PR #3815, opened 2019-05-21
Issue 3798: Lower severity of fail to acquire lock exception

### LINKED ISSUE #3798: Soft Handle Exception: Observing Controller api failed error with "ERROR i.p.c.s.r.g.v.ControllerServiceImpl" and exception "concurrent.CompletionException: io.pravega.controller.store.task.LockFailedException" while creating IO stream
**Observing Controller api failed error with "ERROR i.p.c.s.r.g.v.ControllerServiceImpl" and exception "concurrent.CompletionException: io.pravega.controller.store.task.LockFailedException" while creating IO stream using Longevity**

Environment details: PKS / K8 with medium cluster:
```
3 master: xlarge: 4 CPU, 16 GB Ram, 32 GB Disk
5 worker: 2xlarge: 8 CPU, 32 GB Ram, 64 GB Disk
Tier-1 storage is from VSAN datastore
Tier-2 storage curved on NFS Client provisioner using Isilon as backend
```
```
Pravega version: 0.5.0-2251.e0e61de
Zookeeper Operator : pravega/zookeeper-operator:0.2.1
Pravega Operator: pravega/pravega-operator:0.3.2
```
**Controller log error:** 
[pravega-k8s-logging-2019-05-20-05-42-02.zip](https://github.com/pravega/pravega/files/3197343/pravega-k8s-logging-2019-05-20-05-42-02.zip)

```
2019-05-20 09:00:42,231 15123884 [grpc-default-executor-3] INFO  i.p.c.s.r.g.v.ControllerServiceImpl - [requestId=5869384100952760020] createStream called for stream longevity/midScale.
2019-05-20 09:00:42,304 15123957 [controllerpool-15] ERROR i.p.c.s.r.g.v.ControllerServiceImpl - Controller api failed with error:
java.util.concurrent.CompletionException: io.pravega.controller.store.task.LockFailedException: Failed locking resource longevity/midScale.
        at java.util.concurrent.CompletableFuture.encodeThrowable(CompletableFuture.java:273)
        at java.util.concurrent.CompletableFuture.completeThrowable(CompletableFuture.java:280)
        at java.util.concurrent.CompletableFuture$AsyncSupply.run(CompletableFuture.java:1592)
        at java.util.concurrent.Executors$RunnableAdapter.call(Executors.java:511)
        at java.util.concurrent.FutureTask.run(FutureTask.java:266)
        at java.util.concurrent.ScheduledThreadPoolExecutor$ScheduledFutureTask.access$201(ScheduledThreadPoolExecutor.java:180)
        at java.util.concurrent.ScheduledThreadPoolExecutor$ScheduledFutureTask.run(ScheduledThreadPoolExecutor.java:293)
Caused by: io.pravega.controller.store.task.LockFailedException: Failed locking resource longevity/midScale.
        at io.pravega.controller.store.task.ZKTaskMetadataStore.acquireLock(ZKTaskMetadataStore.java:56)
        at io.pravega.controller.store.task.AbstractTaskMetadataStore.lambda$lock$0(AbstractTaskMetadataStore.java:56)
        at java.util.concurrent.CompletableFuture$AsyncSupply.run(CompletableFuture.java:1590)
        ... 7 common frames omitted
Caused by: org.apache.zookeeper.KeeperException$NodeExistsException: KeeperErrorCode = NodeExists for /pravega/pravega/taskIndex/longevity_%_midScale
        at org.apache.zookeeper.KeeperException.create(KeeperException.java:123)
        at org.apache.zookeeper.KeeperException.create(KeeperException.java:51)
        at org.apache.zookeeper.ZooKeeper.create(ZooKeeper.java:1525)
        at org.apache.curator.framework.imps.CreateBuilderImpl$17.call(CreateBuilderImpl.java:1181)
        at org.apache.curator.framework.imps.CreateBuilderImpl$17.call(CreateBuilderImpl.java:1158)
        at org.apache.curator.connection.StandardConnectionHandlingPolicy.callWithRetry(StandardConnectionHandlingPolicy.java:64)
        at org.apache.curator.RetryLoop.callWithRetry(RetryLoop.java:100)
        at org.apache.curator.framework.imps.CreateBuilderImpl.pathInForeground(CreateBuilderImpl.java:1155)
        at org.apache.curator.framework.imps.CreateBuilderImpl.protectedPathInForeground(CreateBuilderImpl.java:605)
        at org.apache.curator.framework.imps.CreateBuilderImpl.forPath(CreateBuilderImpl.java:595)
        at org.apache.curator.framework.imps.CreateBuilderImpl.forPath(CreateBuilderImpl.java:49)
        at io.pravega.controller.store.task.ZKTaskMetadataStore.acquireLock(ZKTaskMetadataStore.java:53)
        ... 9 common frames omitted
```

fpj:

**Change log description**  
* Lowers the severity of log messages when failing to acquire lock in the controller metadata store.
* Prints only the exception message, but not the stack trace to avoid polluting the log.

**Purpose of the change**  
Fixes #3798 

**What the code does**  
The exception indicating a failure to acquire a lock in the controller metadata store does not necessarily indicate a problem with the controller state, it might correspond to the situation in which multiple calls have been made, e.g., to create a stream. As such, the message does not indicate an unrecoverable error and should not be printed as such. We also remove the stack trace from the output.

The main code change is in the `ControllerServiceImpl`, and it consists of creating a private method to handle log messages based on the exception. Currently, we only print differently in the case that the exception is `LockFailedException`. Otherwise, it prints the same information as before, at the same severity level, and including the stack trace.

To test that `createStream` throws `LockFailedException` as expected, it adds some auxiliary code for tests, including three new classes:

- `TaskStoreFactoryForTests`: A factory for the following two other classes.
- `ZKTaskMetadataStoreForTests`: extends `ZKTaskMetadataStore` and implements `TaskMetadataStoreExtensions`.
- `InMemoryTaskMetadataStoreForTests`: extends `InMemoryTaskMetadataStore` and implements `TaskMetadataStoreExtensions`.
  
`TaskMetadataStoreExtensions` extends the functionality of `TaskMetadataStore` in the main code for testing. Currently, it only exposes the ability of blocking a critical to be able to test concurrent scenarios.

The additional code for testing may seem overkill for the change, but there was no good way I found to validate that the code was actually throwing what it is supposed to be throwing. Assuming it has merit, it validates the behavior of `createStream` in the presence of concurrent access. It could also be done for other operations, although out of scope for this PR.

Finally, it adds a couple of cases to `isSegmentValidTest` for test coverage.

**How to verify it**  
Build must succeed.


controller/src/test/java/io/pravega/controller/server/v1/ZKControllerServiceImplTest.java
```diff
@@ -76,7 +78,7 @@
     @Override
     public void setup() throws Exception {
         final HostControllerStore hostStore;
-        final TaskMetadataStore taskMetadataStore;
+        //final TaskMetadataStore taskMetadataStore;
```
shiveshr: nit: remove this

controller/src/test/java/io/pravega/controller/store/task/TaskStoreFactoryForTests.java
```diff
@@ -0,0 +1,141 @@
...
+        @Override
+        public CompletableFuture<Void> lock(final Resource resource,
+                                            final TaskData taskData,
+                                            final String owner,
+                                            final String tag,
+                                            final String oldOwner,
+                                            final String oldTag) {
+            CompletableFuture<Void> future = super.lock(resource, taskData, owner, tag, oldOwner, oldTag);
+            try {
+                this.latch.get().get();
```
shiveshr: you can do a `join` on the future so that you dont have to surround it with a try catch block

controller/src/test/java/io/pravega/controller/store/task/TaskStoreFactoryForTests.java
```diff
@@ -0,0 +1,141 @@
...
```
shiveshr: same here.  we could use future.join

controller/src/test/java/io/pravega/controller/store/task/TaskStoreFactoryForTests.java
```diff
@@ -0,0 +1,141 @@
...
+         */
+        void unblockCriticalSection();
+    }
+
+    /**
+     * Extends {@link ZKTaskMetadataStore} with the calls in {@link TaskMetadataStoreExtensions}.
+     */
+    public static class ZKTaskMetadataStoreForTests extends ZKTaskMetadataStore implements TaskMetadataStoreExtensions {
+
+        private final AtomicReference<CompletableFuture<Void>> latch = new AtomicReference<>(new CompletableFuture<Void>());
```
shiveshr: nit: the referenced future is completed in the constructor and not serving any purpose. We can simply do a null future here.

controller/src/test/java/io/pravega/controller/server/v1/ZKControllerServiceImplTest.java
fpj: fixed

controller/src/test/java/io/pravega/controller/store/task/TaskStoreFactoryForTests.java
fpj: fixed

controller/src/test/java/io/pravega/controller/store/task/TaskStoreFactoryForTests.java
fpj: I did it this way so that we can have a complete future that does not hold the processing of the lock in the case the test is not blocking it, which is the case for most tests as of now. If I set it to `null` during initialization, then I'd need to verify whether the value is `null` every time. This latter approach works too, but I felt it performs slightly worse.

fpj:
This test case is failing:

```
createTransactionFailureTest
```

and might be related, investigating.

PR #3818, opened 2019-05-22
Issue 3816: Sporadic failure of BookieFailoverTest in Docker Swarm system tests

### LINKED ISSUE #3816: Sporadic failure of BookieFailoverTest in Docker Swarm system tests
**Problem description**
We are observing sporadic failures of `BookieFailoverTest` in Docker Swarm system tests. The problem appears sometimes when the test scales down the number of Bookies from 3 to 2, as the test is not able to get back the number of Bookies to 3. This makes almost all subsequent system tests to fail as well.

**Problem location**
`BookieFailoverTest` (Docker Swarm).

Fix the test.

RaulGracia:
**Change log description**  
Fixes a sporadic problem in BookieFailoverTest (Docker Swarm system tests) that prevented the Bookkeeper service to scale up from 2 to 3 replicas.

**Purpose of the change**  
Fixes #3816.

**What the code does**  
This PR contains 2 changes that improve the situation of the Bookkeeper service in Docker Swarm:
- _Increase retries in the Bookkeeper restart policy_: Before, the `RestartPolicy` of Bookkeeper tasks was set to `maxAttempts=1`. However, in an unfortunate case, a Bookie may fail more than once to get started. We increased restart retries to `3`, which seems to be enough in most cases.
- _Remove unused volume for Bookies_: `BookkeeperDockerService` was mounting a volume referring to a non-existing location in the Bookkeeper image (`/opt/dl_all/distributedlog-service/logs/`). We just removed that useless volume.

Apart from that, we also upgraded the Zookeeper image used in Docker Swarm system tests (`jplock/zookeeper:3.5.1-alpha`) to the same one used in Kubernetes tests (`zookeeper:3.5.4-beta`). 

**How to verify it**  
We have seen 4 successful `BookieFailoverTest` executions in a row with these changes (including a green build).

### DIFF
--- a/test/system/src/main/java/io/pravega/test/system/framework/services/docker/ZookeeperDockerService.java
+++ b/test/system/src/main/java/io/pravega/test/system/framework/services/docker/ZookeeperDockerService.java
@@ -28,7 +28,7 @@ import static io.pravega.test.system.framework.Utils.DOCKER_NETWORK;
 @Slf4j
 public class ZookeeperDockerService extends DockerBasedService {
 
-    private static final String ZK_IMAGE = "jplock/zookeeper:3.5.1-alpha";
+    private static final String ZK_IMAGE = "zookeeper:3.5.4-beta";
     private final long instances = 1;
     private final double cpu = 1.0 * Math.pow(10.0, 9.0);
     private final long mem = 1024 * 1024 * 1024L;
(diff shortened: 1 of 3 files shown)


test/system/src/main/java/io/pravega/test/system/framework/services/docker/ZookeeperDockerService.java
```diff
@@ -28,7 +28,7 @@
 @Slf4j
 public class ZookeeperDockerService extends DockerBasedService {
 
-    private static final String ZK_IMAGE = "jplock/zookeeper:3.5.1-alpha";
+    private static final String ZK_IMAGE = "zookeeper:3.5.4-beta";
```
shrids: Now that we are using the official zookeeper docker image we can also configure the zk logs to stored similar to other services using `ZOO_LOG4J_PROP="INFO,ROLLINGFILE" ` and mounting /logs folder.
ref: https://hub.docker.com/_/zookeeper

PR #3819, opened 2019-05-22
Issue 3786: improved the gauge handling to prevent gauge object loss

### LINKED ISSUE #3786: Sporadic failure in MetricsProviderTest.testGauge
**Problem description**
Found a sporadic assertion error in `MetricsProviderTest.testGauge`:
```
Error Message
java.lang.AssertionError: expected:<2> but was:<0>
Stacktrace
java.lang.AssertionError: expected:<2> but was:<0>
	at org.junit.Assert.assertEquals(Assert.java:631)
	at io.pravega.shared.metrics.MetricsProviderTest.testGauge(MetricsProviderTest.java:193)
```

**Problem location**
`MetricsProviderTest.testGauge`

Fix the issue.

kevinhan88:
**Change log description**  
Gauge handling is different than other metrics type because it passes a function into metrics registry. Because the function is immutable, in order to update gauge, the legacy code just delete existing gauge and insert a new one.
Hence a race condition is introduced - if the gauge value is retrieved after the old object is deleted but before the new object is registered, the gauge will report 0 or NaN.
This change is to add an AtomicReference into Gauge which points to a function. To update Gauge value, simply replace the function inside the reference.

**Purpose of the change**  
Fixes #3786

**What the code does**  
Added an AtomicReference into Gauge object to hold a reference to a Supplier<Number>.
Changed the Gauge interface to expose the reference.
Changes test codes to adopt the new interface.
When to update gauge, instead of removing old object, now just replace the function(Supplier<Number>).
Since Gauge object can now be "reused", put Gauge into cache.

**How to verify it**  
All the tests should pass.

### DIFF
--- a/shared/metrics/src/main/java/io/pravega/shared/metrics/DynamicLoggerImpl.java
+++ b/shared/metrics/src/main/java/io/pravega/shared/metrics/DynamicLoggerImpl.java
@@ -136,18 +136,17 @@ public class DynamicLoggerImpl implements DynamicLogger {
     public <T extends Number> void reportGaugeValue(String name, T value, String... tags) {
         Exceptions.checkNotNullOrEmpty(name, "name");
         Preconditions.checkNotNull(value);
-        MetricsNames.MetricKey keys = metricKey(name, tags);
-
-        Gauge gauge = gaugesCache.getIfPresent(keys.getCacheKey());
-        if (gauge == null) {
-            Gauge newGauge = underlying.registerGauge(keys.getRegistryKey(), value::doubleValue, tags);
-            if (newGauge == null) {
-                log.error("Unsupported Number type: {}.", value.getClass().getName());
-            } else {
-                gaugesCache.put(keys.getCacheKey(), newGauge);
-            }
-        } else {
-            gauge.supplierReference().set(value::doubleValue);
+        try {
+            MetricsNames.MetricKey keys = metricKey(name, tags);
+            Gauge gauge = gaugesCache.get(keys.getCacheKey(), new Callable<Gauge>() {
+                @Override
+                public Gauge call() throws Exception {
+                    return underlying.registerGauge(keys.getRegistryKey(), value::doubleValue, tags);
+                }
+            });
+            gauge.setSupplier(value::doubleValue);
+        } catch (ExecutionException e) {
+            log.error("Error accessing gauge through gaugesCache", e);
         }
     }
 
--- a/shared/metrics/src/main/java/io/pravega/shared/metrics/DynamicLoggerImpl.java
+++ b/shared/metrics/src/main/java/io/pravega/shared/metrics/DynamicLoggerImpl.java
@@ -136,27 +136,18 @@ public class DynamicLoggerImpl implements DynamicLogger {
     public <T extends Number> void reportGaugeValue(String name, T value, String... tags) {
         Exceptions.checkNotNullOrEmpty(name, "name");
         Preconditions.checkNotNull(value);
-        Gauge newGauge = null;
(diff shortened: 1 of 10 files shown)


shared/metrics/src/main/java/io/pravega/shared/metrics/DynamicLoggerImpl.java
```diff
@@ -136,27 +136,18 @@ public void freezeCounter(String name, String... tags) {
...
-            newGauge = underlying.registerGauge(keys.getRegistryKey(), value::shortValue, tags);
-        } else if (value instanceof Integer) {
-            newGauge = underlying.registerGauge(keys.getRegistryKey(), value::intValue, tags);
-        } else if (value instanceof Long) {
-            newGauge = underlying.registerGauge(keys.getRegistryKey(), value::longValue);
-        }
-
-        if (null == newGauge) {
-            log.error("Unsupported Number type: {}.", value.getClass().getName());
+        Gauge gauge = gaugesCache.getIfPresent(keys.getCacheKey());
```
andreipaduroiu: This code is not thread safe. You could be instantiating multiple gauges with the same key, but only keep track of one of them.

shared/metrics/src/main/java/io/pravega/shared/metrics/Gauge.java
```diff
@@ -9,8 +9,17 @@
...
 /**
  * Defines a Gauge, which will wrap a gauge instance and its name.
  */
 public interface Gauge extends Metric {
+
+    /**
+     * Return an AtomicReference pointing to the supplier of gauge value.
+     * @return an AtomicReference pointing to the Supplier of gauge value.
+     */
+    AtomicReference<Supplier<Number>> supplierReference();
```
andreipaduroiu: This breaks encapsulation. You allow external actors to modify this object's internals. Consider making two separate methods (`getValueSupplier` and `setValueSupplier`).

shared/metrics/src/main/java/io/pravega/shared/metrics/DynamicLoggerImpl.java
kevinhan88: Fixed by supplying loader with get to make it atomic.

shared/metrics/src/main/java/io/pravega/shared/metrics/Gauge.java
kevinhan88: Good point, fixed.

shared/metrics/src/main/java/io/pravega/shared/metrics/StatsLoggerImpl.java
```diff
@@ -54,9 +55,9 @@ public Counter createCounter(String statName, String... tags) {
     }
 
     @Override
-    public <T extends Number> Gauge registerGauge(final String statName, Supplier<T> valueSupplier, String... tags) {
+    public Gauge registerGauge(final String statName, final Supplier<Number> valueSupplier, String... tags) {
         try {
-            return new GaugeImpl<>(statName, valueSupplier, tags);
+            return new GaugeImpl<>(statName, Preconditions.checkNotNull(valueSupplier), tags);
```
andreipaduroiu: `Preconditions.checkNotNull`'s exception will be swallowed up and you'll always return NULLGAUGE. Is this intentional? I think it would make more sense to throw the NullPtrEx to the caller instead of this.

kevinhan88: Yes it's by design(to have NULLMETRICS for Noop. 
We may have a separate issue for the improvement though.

....

* **AIM OF THE TASK**:
Throughout the data, tally the lines that hold the string "simply" and report the tally alone.

* **WRITTEN RESPONSE**:
2